けれども、彼は自分の負傷は一切伝えてはこなかった。
言葉でも、気配ででも隠されていたのだ。
無言のまま彼に近寄り、手を伸ばす。
きつく布を巻かれた肩に指先でそっと触れた。]
─── よく、戻った。
[万感を込めて、短く告げる。]
…この傷は、俺の傷だ。
[俺のために負った傷だから、と。
罪悪感ではなく、自分の心の置き所として告げる。]
男の傷は勲章ともいう。
俺は、この傷を誇りに思う。
……が、勲章もあまり増やすな。
付けすぎると、肩が凝るらしいぞ。
[それでもやはり、案ずる気持ちが少し漏れた。]
今日はもう休め。
次の出撃はすぐだぞ。
[森でおとなしくしていろ、と言っても聞かないだろう。
長らく側にあった彼の頑固さは良く知っている。
だからせめて今夜だけはと命じ、]
― 翌日・キュベルドンの森/解放軍拠点 ―
そうだな。
[自分も橋方面へ出る>>187というチャールズに頷いた。
彼を前線に出すことへの迷いは、今は無い。]
マーティンは、ふたりのことをよく守ってやってくれ。
おまえが吼えれば大概の奴は近づいてこないだろう。
[チャールズと一緒になって、マーティンに信を預ける。]
[ただ気がかりなのは、マーティンの傷だった。
頑健な彼は痛みなど微塵もないように見せるが、
時折、右腕の動きがぎこちないのが気に掛かる。
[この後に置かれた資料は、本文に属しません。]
PR #335, opened 2025-09-19
Minor community guideline updates

william-sy:
Suggestion for contribution guidelines.

Feel free to decline / remark / improve.

### DIFF
--- a/.github/CODEOWNERS
+++ b/.github/CODEOWNERS
@@ -1,0 +1,2 @@
+# Owner for everything in the repo
+* @CyberTimon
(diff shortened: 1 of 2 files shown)


CyberTimon:
LGTM - but note that

> Once support is added in rawler they will flow upstream into RapidRAW

is a bit vague. The merge-back process from upstream into RapidRAW is not yet fully implemented, as discussed here: https://github.com/CyberTimon/RapidRAW/issues/336.

william-sy:
Ah oke, then we could frame it something  like: 
`Once support is added in rawler please create a ticket for RapidRAW so we can update the packages`

CyberTimon:
I switched the text from 'we' to 'I', replaced 'tickets' with 'issues' (since that's the more common term on GitHub), and made a few small wording adjustments.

]
無理に前に出ようとしなくてもいい。
なるべく多くを引きつけてくれれば、この作戦は成功だ。
[気遣う言葉の代わりに、指示をひとつ置いた。]
修道院方面は、できる限り発見を遅らせたい。
目と腕のいい弓兵を集めて、
先行して敵哨戒隊の排除を、
そうだな。
これはサシャに任せよう。
[軍議にかの"熊殺し"は参加していただろうか。
いずれにせよ、彼女には後で改めて報せが行くだろう。]
[やがて取りまとめられた損害の状況が届けられる。
砦を守っていたものたちの苦闘の様子が、数字からも読み取れた。>>181
一度目を閉じ、散った者達の魂に祈りを捧げる。
橋を攻撃した隊も、犠牲は大きかった。
戦闘の最初から最後まで最も激しく戦った軽歩兵の部隊がやはり最も損害が大きく、負傷者、死者、撤退し切れず取り残された者を合わせて半数近くが失われている。
次に被害が目立つのは、重歩兵の部隊だ。
重騎兵の二度の突撃に晒されて命を落とした者、動けぬ負傷を負った者は3桁の数に上る。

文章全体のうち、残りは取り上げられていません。